The 3 Most Common Types of Data Breaches — And How to Prevent Them
Whenever we hear the term “data breach,” most of us automatically envision hackers breaking into secure databases from some shady underworld location and downloading reams of data that they then use for some nefarious purpose.
While that is certainly one type of data breach, there are actually several different ways that data can be compromised, all of which can be equally devastating to victims. It’s important for businesses to understand these different types of breaches to protect against them. After all, in one recent high-profile breach, experts claimed that part of the reason it was successful was that the company was so focused on preventing one type of breach that it didn’t spot other problems developing until it was too late.

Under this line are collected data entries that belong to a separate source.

PR #1862, opened 2023-08-03
chore(dart): remove client packages

aallam:
## 🧭 What and Why

- Dart is a language used mainly (almost exclusively) in front end applications context.
- A few APIs are meant to be used from a secure environment.

### Changes included:

Remove `abtesting`, `analytics`, `monitoring`, `personalization`,`ingestion` and `query_suggestion` until a need arises.


millotp:
maybe you can leave `ingestion` ? it can be used on front or back, like the dashboard

config/openapitools.json
```diff
@@ -181,42 +181,6 @@
...
           "packageVersion": "0.1.2"
         }
-      },
-      "dart-personalization": {
-        "output": "#{cwd}/clients/algoliasearch-client-dart/packages/client_personalization",
-        "additionalProperties": {
-          "packageVersion": "0.1.2"
-        }
-      },
-      "dart-analytics": {
```
shortcuts, line 191: analytics also is front-end related stuff, no?

aallam: Although it's possible to use these APIs in the frontend, they are not typically utilized to build search experiences in frontend apps. However, we can always add them back if a need arises for some special case we are unaware of.

shortcuts (approved):
gg lets gooo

In general, there are three main causes of data breaches: Physical theft, skimming, and cybercrime. Often, criminals will use a combination of techniques to ensure the maximum payload from their efforts, but in most cases, the breach starts in one of these areas.
1. Physical Theft
Physical theft is exactly what it sounds like: A criminal physically steals information. This could mean that a computer, server, or mobile device is taken, or that physical records, such as receipts and customer file, are taken without authorization. While it might seem like physically stealing data would be challenging, such incidents actually account for more than 20 percent of all large data breaches overall; within the health care field, physical theft was the cause of almost half of all data breaches. In fact, one of the largest data breaches of all time, which potentially compromised the personal information of hundreds of thousands of veterans, stemmed from the theft of a laptop from a Veteran Affairs worker’s personal vehicle.
Because physical theft presents a real risk to data, it’s important to treat physical security with the same level of attention as cybersecurity. This means monitoring and restricting access to data storage and processing areas, enforcing strict policies regarding BYOD and remote access, developing policies regarding the locking and protecting of computers and mobile devices, and training employees to be aware of suspicious activity. Strict policies that govern the disposal of old data are also important; thieves are not above searching through the garbage to find useful information.
Skimming is the theft of data contained in the magnetic strip on the back of a credit or debit card. The magnetic strip contains all sorts of information that can be useful to a thief: the account number, expiration date, cardholder’s name and address, the PIN number, and more. Armed with that information, a criminal can not only go on a spending spree, but may be able to use that data to gather even more information about the victim, which can lead to identity theft and other issues.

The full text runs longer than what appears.